# Post QR Patterns/Designs here!



## Timon1771 (Oct 7, 2012)

Animal Crossing New Leaf is finally out in Japan! Those QR Codes are starting to pop up around the web! If you see any, feel free to share them!

*************************************************************************
*Want to help contribute?* Here's a handy way to find QR Codes on the web:

1 - Right click the image below, and select "Copy Image Location".
2 - Go to http://images.google.com and click the camera icon on the search bar
3 - Paste the image url, and click Search (you may find new QR images already, if not: )
4 - Click "Search Tools" just below the search bar
5 - Change the "Any Time" option to "Past 24 Hours"
6 - Now just look at what images pop up. Click the new QR Code that you found and paste it in a reply to this thread!
* - Also, sometimes It helps to add とびだせどうぶつの森 into the search as well.
Second Method: Search Twitter with the hash tag: #マイデザイン 





_When sharing QR Codes, please use the IMG tag so they appear as images - That way, when people scan codes, they wont need to click into any extra links! Easy scanning! _
*************************************************************************






Here are the first QR codes released:


----------



## Cherrypie (Oct 7, 2012)

Wow I love that dress! And good idea for a thread! Everyone, get on google images as soon as the game comes out for Japan! Only one month to go! EEk!


----------



## Jake (Oct 8, 2012)

Not that i'm against this thread. I totally agree with it.
But isn't a little early?


----------



## tsukune_713 (Oct 8, 2012)

Bidoof said:


> Not that i'm against this thread. I totally agree with it.
> But isn't a little early?



i agree with you 
im looking forward to being able to do this once its out but for now i think its a little early since its going to be months at least before it comes out here


----------



## Timon1771 (Oct 8, 2012)

tsukune_713 said:


> i agree with you
> im looking forward to being able to do this once its out but for now i think its a little early since its going to be months at least before it comes out here



Yes, True. At least this way we have a place to share it if anything were to surface.
Hopefully we'll start seeing some QR codes appear soon. Sorta like what Nintendo did for Mario Tennis with the different colored Yoshi.


----------



## froggy27 (Oct 8, 2012)

How do we get the QR codes in the first place? I guess there'll be an option when you talk to mable or something, idk.
sorry if i'm being daft, ive never used QR before lol!


----------



## Timon1771 (Oct 8, 2012)

froggy27 said:


> How do we get the QR codes in the first place? I guess there'll be an option when you talk to mable or something, idk.
> sorry if i'm being daft, ive never used QR before lol!

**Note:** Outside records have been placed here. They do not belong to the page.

PR #1299, opened 2024-11-26
Upgrade to v4 artifacts

dhaselhan:
* Main changes involve multiple uploads to the same artifact, which luckily we don't appear to be using


AlexZorkin (approved):
Lets see how if works 👍

dhaselhan:
image
Looks like its working :)

PR #1306, opened 2024-11-28
Chore: Squash migrations and update seeders

AlexZorkin:
- squashed latest migrations
- separate migration for db functions
- updated seeders


prv-proton (approved):
reviewed and tested, everything looks good. Thank you

PR #1308, opened 2024-11-28
feat: Add UCI to Fuel Supply and Fuel Export

dhaselhan:


backend/lcfs/web/api/fuel_code/repo.py
```diff
@@ -798,12 +792,29 @@ async def get_standardized_fuel_data(
...
+            uci=uci.intensity if uci else None,
+        )
+
+    @repo_handler
+    async def get_additional_carbon_intensity(
+        self, fuel_type_id, end_use_type_id
+    ) -> Optional[AdditionalCarbonIntensity]:
+        """Get a single use of a carbon intensity (UCI), returns None if one does not apply"""
+        query = select(AdditionalCarbonIntensity).where(
+            AdditionalCarbonIntensity.end_use_type_id == end_use_type_id,
```
areyeslo, line 815: End use is always "Any" in endpoint /compliance-reporting/:compliancePeriod/:complianceReportId/supply-of-fuel . It is not possible to check how the uci is changing when the user selects different end use. Based on the code should work, but it would be nice to check in UI.

backend/lcfs/db/migrations/versions/2024-11-28-01-09_b4da565bb711.py
```diff
@@ -0,0 +1,48 @@
...
+"""
+
+import sqlalchemy as sa
+from alembic import op
+from alembic_postgresql_enum import TableReference
+from sqlalchemy.dialects import postgresql
+
+# revision identifiers, used by Alembic.
+revision = "b4da565bb711"
+down_revision = "0775a141d335"
```
areyeslo, line 16: Is this correct down_revision?

backend/lcfs/web/api/fuel_code/repo.py
dhaselhan: You are correct that currently there are no possible fuel combinations that use UCI. I modified by own fuel codes to properly test.
image

backend/lcfs/db/migrations/versions/2024-11-28-01-09_b4da565bb711.py
dhaselhan: Good catch. Not at all, I made this MR before the squash. Updated to have the correct revision.

areyeslo (approved):
LGTM

PR #1312, opened 2024-11-28
LCFS-1280: Fuel supply validation (2/2)

areyeslo:
- The default **Quantity supplied** value being 0 should not be allow. 
- Zero should not be a valid amount in a fuel supply record and the row should not save until the user has entered a value.

[Story](https://github.com/orgs/bcgov/projects/137/views/1?pane=issue&itemId=88333582&issue=bcgov%7Clcfs%7C1280)


prv-proton (changes requested):
Thanks for the implementation @areyeslo, but I think this ticket is focused on "Supply of fuel". Can you please confirm with Al, and make necessary changes.

AlexZorkin (commented):
Should this be closed in favour of your newer branch?

PR #1898, opened 2025-01-31
fix: 2 Bug Fixes

dhaselhan:
* Pass in request.user instead of trying to read it from self
* The FE for Compliance Report was updated to show nickname in the Type column but the filter was not updated


AlexZorkin (approved):
👍

PR #1900, opened 2025-01-31
fix: Cypress Env Vars

dhaselhan:
In order to be parsed by use in Cypress.env they need to start with CYPRESS_ which will then be trimmed off

Add flag to disable CHES
Disable CHES during tests


AlexZorkin (approved):
Looks good 👍

PR #1904, opened 2025-02-03
LCFS-1854: Rescinded transfers

areyeslo:
- For IDIR users, `Rescinded` transfers are shown as long as they were submitted before. This change in logic is included in get_transactions_paginated to avoid modifying the view.
- The logic for BCeID users is kept the same

**For IDIR users:**
image
In this scenario CT4 was `Submitted` before being `Rescinded`. IDIR users cannot see the other record because it was never submitted.

**For BCeID users:**
image
In this scenario CT3 was in `Draft` and then `Rescinded`. Then only BCeID users can see the record

[Story](https://github.com/orgs/bcgov/projects/137/views/1?pane=issue&itemId=95736380&issue=bcgov%7Clcfs%7C1854)


AlexZorkin (approved):
👍

PR #1905, opened 2025-02-03
feat: Activity List new UI

dhaselhan:
* Remove list bullets and replace with chips
* Separate into two lists with their own header


AlexZorkin (approved):
👍

PR #1906, opened 2025-02-04
feat: Redirect on Login

dhaselhan:
* When user gets redirect to login, store their current path
* When use logs in, check if they have a stored path and take them there


AlexZorkin (approved):
Nice and simple 👍

PR #1918, opened 2025-02-05
Fix: ETL for Compliance Report History

AlexZorkin:
- Created new groovy script to specifically handle compliance report history
- updated data-transfer.sh script to allow for table specific pgdump commands


prv-proton (approved):
That's a good way to reload specific table 👍.

PR #1921, opened 2025-02-05
Fix: LCFS - Filter bug in report pull over from TFRS to the Portal #1892

### LINKED ISSUE #1892: LCFS - Filter bug in report pull over from TFRS to the Portal
**Describe the Bug**
The filter in the Portal is pulling draft reports and showing nothing as returned on the front end to the IDIR side. 

**Expected Behaviour**
An IDIR user should only see a most recent report on the front end, not any drafts. 

**Actual Behaviour**
The system is trying to show the draft report an organization has made, but drafts do not show up on the front end, therefore it just appears that the report is missing

**Implications**
An IDIR user cannot see a report that is in progress in TFRS, but also the organization has started a draft supplemental for. 

**Steps To Reproduce**
User/Role: IDIR 
1.Go to the compliance report view table
2. See that a compliance report that has a draft supplemental in progress is not visible on the front end.

prv-proton:
Fix #1892

### DIFF
--- a/backend/lcfs/web/api/compliance_report/repo.py
+++ b/backend/lcfs/web/api/compliance_report/repo.py
@@ -377,6 +377,12 @@ class ComplianceReportRepository:
             latest_version_subquery = latest_version_subquery.where(
                 ComplianceReport.organization_id == organization_id
             )
+        else:
+            latest_version_subquery = latest_version_subquery.join(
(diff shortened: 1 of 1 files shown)


AlexZorkin (approved):
quick fix nice 👍

Issue #1909, opened 2025-02-04
LCFS - Make "Job Title" Field Optional in Add/Edit BCeID User Page


Grulin:
**Describe the task**
Update the "Job Title" field on the Add/Edit BCeID User page to be optional instead of required. This change is necessary because job title information is not required under the legislation and should not be mandatory for user creation or editing.

**Purpose**
To align the system with legislative requirements by ensuring that unnecessary fields are not mandatory, improving user experience and reducing barriers to adding or editing users.

**Acceptance Criteria**
- [ ]  The "Job Title" field is no longer a required field when adding or editing a user.
- [ ]  Users can leave the "Job Title" field blank and still save changes successfully.
- [ ]  Ensure existing users with no job title do not experience issues after the update.
- [ ]  Validate that the change applies correctly to both new user creation and user edits.
- [ ]  No other required fields are affected by this update.

**Additional context**

PR #1923, opened 2025-02-05
Feat: LCFS - Make "Job Title" Field Optional in Add/Edit BCeID User Page #1909

prv-proton:
#1909


AlexZorkin (approved):
easy that its not a data model fix 👍

PR #1932, opened 2025-02-06
LCFS-1863: Fix calculation for available balance

areyeslo:
When the user exhausts their available balance, they cannot create another transfer.

The balance is set to 50,000 and the user creates a transfer for the same amount:
image

Then, the user cannot create another transfer:
image


AlexZorkin (approved):
👍

PR #1933, opened 2025-02-06
LCFS-1925: Supporting Documents Accordion Displays Even When No Documents Are Uploaded

areyeslo:
When there is no documents, `Supporting Documents` section should not appear. If there is at least one doc, then show the accordion opened:

image

image


AlexZorkin (approved):
👍

PR #1936, opened 2025-02-06
Fix: Clean up transaction history by removing draft entries - 1855

### LINKED ISSUE #1855: LCFS - Created draft transfer history
**Description:**
Remove the "Created draft" line from the Transaction history of a transfer, as it is inconsistent and not an intended record. Additionally, remove "Draft" from the progress bar.

**Wireframe:**  
Image

**Purpose and Benefit to User:**  
The "Created draft" entry in the transaction history is inconsistent and not meant to be displayed. Its presence can cause confusion, as drafts are not considered official transaction records. Similarly, the progress bar should not display "Draft," as it does not represent a meaningful stage in the transfer process. Removing both will ensure a cleaner and more accurate representation of transaction progress.

**Acceptance Criteria:**
- [ ] The "Created draft" entry is removed from the Transaction history of all transfers.
- [ ] The "Draft" stage is removed from the progress bar.
- [ ] No unintended side effects on other transaction history records.
- [ ] No impact on back-end data storage (drafts should still exist, just not be displayed).
- [ ] Ensure history and progress bar updates correctly across all affected pages.

**Development Checklist:**
- [ ] Identify where the "Created draft" entry is generated in the transaction history.
- [ ] Update logic to prevent "Created draft" from being displayed.
- [ ] Remove "Draft" from the progress bar.
- [ ] Verify that transaction history still correctly tracks other relevant statuses.
- [ ] Perform UI testing to confirm that the transaction history and progress bar appear as expected.
- [ ] Validate that no unintended changes impact reporting, auditing, or data integrity.

**Notes:**
- This change simplifies the transaction display by removing unnecessary draft-related records.
- Ensure that drafts can still be saved and

hamed-valiollahi:
This PR removes the "Created draft" entry from transaction history and the "Draft" stage from the progress bar for a clearer, more accurate user experience.

Closes #1855

### DIFF
--- a/frontend/src/views/Transfers/components/TransferHistory.jsx
+++ b/frontend/src/views/Transfers/components/TransferHistory.jsx
@@ -66,6 +66,11 @@ function TransferHistory({ transferHistory }) {
     category = 'C'
   }
 
+  // Filter out any DRAFT records, so “Created draft” never shows up
+  const filteredHistory = transferHistory?.filter(
+    (item) => item.transferStatus?.status !== TRANSFER_STATUSES.DRAFT
+  )
+
   return (
     <BCBox mt={2} data-test="transfer-history">
       <BCTypography variant="h6" color="primary">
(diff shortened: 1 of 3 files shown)


frontend/src/views/Transfers/components/TransferHistory.jsx
```diff
@@ -66,6 +66,11 @@ function TransferHistory({ transferHistory }) {
     category = 'C'
   }
 
+  // Filter out any DRAFT records, so “Created draft” never shows up
```
AlexZorkin, line 69: Let's do this on the backend instead so the frontend just renders what it receives.

AlexZorkin (changes requested):
I think a backend solution might be better just so we're not sending unneeded data to the frontend.

hamed-valiollahi:
> I think a backend solution might be better just so we're not sending unneeded data to the frontend.

Thanks for your feedback, Alex. Please let me know if the PR is ready to merge.

AlexZorkin (approved):
Thanks for frontend solution.

PR #1941, opened 2025-02-06
LCFS-1925: Allow Expand/Collapse for Supporting Documents

areyeslo:
Allow Expand/Collapse for Supporting Documents:

image

image


prv-proton (changes requested):
Supporting docs accordian appearing based on data is working great, but for some reason after I've uploaded the file I'm not able to see any edit icon in front of the Header, as it appears in "Supply of fuel"
image

dhaselhan:
> Supporting docs accordian appearing based on data is working great, but for some reason after I've uploaded the file I'm not able to see any edit icon in front of the Header, as it appears in "Supply of fuel"
That is correct, you manage files through the link/dialog at the top, the supporting documents list is view only.

prv-proton (approved):
looks good 👍

PR #2716, opened 2025-05-27
Fix: Nested Transactions Removed

AlexZorkin:
- Removed all nested transactions to fix cpu errors


hamed-valiollahi (approved):
Everything looks great! Thanks 👍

That is a good question! I believe Sable handles them specifically. There's probably an option for scanning and exporting patterns to QR when you talk to her. I wonder if this process has a bell fee?


----------



## Bulbadragon (Oct 8, 2012)

I hope it doesn't have a bell fee. You don't have to buy patterns from other towns, so I don't think it'd be right to make us buy the patterns that way.


----------



## PinkPeacoat (Oct 8, 2012)

I wonder if QR codes from the Japanese edition of AC3DS will work on versions from different countries? I hope they will.


----------



## Volvagia (Oct 8, 2012)

a bit early, but thanks for making this, it'll come in handy


----------



## JabuJabule (Oct 8, 2012)

I love that Zelda Skyward Sword dress. I'm definitely strutting around in it, even though I'm a guy. 

I don't think it's too early, since we'll have a nice library of patterns to wear/put down right when the game comes out!


----------



## Fuse (Oct 8, 2012)

Timon1771 said:


> That is a good question! I believe Sable handles them specifically. There's probably an option for scanning and exporting patterns to QR when you talk to her. I wonder if this process has a bell fee?



I don't think it will, but it would certainly help out the TBT economy if people charged for their clothing designs. It might be interesting to see threads with people selling their QR codes in a spoiler for bells/TBT bells. 

I think it was even mentioned we can sell our designs to the villagers in the game?


----------



## BellGreen (Oct 8, 2012)

JabuJabule said:


> I love that Zelda Skyward Sword dress. I'm definitely strutting around in it, even though I'm a guy.
> 
> I don't think it's too early, since we'll have a nice library of patterns to wear/put down right when the game comes out!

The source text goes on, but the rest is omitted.